The choice of a liberal-seeming prime minister and change in rhetoric are all matters of image making. Besides its position on the nuclear issue, what will be closely examined in the next few months is the BJP’s ability to tackle corruption—the greatest problem for many Indians. Corruption came to be institutionalized across India during Mrs. Gandhi’s tenure in the Seventies and early Eighties through a selective distribution of state patronage: public projects had illegal commissions written into them, large underhand paybacks were received from foreign arms sellers (something that eventually tripped up her son Rajiv); government officials in important positions and senior politicians, if they wanted to get anywhere, had to arrange for regular transfusions of money into the Congress’s kitty. As Rao puts it in The Insider, “When it came to maintaining a Delhi lobby, some chief ministers had to talk mainly with money.” Even promotions of minor civil servants required transfers of large sums of money; so did admissions to schools and colleges.

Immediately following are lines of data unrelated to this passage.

PR #480, opened 2024-05-18
Command err handling

mastercactapus:
Updates command functions to return errors when unable to continue.

- Many silently ignored errors are now reported
- Fixed a race condition where some early SET commands would fail to access `term` if it hadn't started yet.

Dependency of #257 to address the concern of stopping/bubbling up if an error occurs without resorting to panic https://github.com/charmbracelet/vhs/pull/257#issuecomment-1878088189

### DIFF
--- a/.gitignore
+++ b/.gitignore
@@ -8,3 +8,4 @@ completions
 dist
 vhs
 .idea/
+.vscode/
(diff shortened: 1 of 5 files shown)


maaslalani:
This is fantastic @mastercactapus, thank you for this awesome work!

mastercactapus:
@maaslalani pushed a fix for the lint issue that came up

maaslalani:
Tested this out and it worked great. This is a great improvement to VHS, thank you so much!

Issue #468, opened 2024-04-18
Show what is being entered


MHNightCat:
**Is your feature request related to a problem? Please describe.**
When I want to demonstrate some more complex operations, I would like to have a display that can show the currently pressed keys for auxiliary instructions.

**Describe the solution you'd like**
Displays which keys are currently being pressed at the bottom or in a customizable location.

**Additional context**
[Example](https://github.com/charmbracelet/vhs/assets/107802416/6c01fad3-f0aa-4ddf-866b-04fd79f3b729)

Utagai:
This is something I've wanted pretty badly for another project of mine where the keypresses are important to show in the recording. I've made some headway over [here](https://github.com/utagai/steno).

P.S. After talking about it with someone on the Charm Discord, I decided that it should be done in a third program, rather than inside `ttyd` or `vhs`.

Utagai:
Well, that was quick! Sorry for the extra ping to anyone subscribed to this issue. I got the green light for attempting to put this into `vhs`, so I'll be hacking on moving my linked repo into `vhs` for now.

@maaslalani I'm thinking we either close this issue or #164, since I'm pretty sure they are duplicates.

maaslalani:
Closing as duplicate of #164

PR #496, opened 2024-06-30
feat: Add keystroke overlay

Utagai:
Adds functionality for injecting a keystroke overlay into a `vhs` recording. This addresses #164 & #468. A large portion of this work is adapted from my work on [steno](https://github.com/utagai/steno).

The main overview of the approach here is that:
- We add support for `Set KeyStrokes [Hide|Show]` in tape files. This can be toggled on/off throughout the recording.
- We wrap various types from `rod`, including `rod.Page`, `rod.KeyActions` and `rod.Keyboard`, and make it so that any time `vhs` codebase wants to "type" something in some fashion, it goes through these decorated wrappers. The wrappers will record keystrokes.
- At the "end", when we go to call `ffmpeg` to generate output files, we use a series of `drawtext` filters based on the recorded keystroke events to render the keystroke overlay.

## Open Questions
- [ ] I currently use a series of symbols to print non-printable characters (e.g. space, control, etc). These can sometimes lead to issues if the system's font configuration uses a font that does not have the glyph in question and renders tofu. The user can fix this via `fontconfig`, which is what `ffmpeg` uses, but I'm open to changing the code to only use basic ASCII for example.
- [ ] Should I regenerate all the example GIFs? They shouldn't really appear changed to the human eye, but the timing fix (73cf9f0dabffc1ce1d7df917997d993d42da94dc) technically affects all recordings.
- [ ] Should we continue to hardcode the overlay font size as the `defaultFontSize`, or should we match whatever the specified font size is?


pkazmier:
I've added full support for ASS subtitles to VHS in PR https://github.com/charmbracelet/vhs/pull/719. Please check out the many demos I've included in the PR.

Issue #504, opened 2024-07-20
VHS_NO_SANDBOX ENV option needs documented


shaunco:
After banging my head against the wall on the on this error:
```
could not launch browser: [launcher] Failed to get the debug url: [0719/182133.729582:FATAL:zygote_host_impl_linux.cc(127)]
No usable sandbox! Update your kernel or see https://chromium.googlesource.com/chromium/src/+/main/docs/linux/suid_sandbox_development.md 
for more information on developing with the SUID sandbox. If you want to live dangerously and need an 
immediate workaround, you can try using --no-sandbox.
```

I came across https://github.com/charmbracelet/vhs/issues/45 which is referenced by https://github.com/charmbracelet/vhs/pull/195 which was merged over 2 years ago, and added `VHS_NO_SANDBOX` but doesn't seem to be documented anywhere outside of that PR.

For server mode, env options are documented in the readme ( https://github.com/charmbracelet/vhs/blob/main/README.md#the-vhs-server )...

PR #505, opened 2024-07-20
docs(README): document `VHS_NO_SANDBOX`

Delta456:
Fixes https://github.com/charmbracelet/vhs/issues/504

### DIFF
--- a/README.md
+++ b/README.md
@@ -205,6 +205,7 @@ vhs serve
 * `VHS_UID`: The User ID to run the server as (current user's UID)
 * `VHS_KEY_PATH`: The path to the SSH key to use (`.ssh/vhs_ed25519`)
 * `VHS_AUTHORIZED_KEYS_PATH`: The path to the authorized keys file (empty, publicly accessible)
+* `VHS_NO_SANDBOX`: Run with no-sandbox (`false`)
 
 </details>
 


shaunco:
`VHS_NO_SANDBOX` is not specific to server mode and should be in a different section. Would also be helpful to clarify why/when you'd want to use this, perhaps something like:

>When running vhs on Linux as root or with SUID (common for WSL-based Linux on Windows), Chromium may refuse to load due to weakened sandbox capabilities. This issue can be resolved by setting the environment variable VHS_NO_SANDBOX=true, which allows Chromium to run with a weakened sandbox. This enables vhs to function without requiring a non-root or non-SUID account.

Delta456:
> `VHS_NO_SANDBOX` is not specific to server mode and should be in a different section. Would also be helpful to clarify why/when you'd want to use this, perhaps something like:
> 
> > When running vhs on Linux as root or with SUID (common for WSL-based Linux on Windows), Chromium may refuse to load due to weakened sandbox capabilities. This issue can be resolved by setting the environment variable VHS_NO_SANDBOX=true, which allows Chromium to run with a weakened sandbox. This enables vhs to function without requiring a non-root or non-SUID account.

How about a separate heading for this?

caarlos0:
> How about a separate section for this? Like running on Linux as root or with SUID

yeah I think that would work better 🙏🏻

Issue #503, opened 2024-07-14
New ENV command breaks SET command in tape file


rahji:
**Describe the bug**

If you add a line like `Env PROMPT '>'` in the tape file, it has to be *after* any `Set` commands or it will cause them to be ignored when `tape` is run. (They appear in STDOUT but grayed out, and its clear from the resulting gif that they were ignored).

**Setup**
Please complete the following information along with version numbers, if applicable.
 - OS: Windows 11 WSL2 (Ubuntu 22.04.4 LTS)
 - Shell: default
 - Terminal Emulator: Windows Terminal
 - Terminal Multiplexer: tmux

**To Reproduce**
1. Create a tape file containing the following and run with `tape`:
```
Output foo.gif
Env PROMPT "-"
Set Height 100
Type "creates a gif, but ignores 'Set Height'"
```
2. Create a second tape file containing the following and run with `tape`:
```
Output bar.gif
Set Height 100
Env PROMPT "-"
Type "The tape command will fail with this file since 100 is not a valid 'Height'"
```

**Source Code**
See above

**Expected behavior**
Both tape files should work properly. Instead, the first one will create `foo.gif` but will ignore the `Set Height` command. The second one will fail since the `Set Height` line is not being ignored (and contains an invalid value)

**Screenshots**
n/a

**Additional context**
This only occurs on the current build. The ENV command is not available in the latest release. @Delta456's #469 was merged after that.

Delta456:
In my PR I removed the functionality of `ENV PROMPT prompt` and it only allows to define env variables.

rahji:
`ENV PROMPT prompt` works - but only if it comes after the `SET` lines

Delta456:
I will investigate this and attempt to fix this.

Delta456:
After hours of investigation, this happens for all commands before `SET`. Perhaps all commands need to be written after setting the configuration of a tape.

maaslalani:
> After hours of investigation, this happens for all commands before `SET`. Perhaps all commands need to be written after setting the configuration of a tape.

Hey @Delta456, this is a documented behaviour of settings:
https://github.com/charmbracelet/vhs#settings

> Setting must be administered at the top of the tape file. Any setting (except TypingSpeed) applied after a non-setting or non-output command will be ignored.

Delta456:
Ah, I missed that. This needs to be told when using the program IMO. Also, this issue can now be closed.

maaslalani:
[...]

PR #508, opened 2024-07-26
feat: warn when using `SET` commands not being the top decl

Delta456:
This PR adds a warning when using the `SET` commands after the top declaration.

> Agreed, if a setting is ignored we should display a warning that this setting should appear at the top of the file!
> _Originally posted by @maaslalani in https://github.com/charmbracelet/vhs/issues/503#issuecomment-2241697926_


caarlos0 (approved):

bashbunni:
Just tweaked the wording a bit. Thank you so much for the contribution :) 
image

PR #518, opened 2024-08-31
feat: don't create 'out.gif' by default

nolta:
If a tape file only asks for text output, e.g., `Output demo.txt`, `vhs` also creates an `out.gif` by default.

This PR removes that behaviour, and only outputs GIF files if `Output <name>.gif` appears in the tape file.


caarlos0:
thanks!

The rot has traveled all the way down from the highest office in the land, where Rao himself was accused of having received a suitcase full of sixty lakh rupees, or $150,000. You now often need to bribe people to get an ordinary rail ticket, or to have your telephone repaired. A news magazine recently featured a primer of sorts on corruption in India: how much to pay your child’s schoolteacher for enhanced grades, how much for a water connection, and that sort of thing. No irony was intended; the figures given were accurate.
Fifty years after independence, politics is now little more than an investment opportunity, an idea uncynically accepted in public discourse where a politician’s career is assessed with respect to the wealth he has amassed. The new “men of the soil,” the politicians from Dalit and other so-called backward castes, are only more recent examples of a political culture that was spawned by the Congress, a culture in which being a member of the ruling class is all too often a license for criminal activity. The new politicians’ several years of power in some Indian states have created a creamy layer of rich landlords and businessmen; for the millions underneath them, the disused public parks and broken roads renamed after low-caste politicians are the sole benefits from self-rule.
The most influential casteist politician in India is Laloo Prasad Yadav, the former chief minister of the state of Bihar. Yadav draws his strength from his carefully cultivated image as a messiah for members of his Yadav caste and for Muslims, both of whom are numerous in Bihar. His career could serve as an illustration for the theory offered by Chaudhury in The Insider: “Political power is the only means by which you can serve the poor in an underdeveloped country like India. So you have to be in power continuously, for the sake of the poor. If you happen to get rich en route that is only incidental. And logically, therefore, whatever you do to gain power is legitimate, since it is meant for the poor.”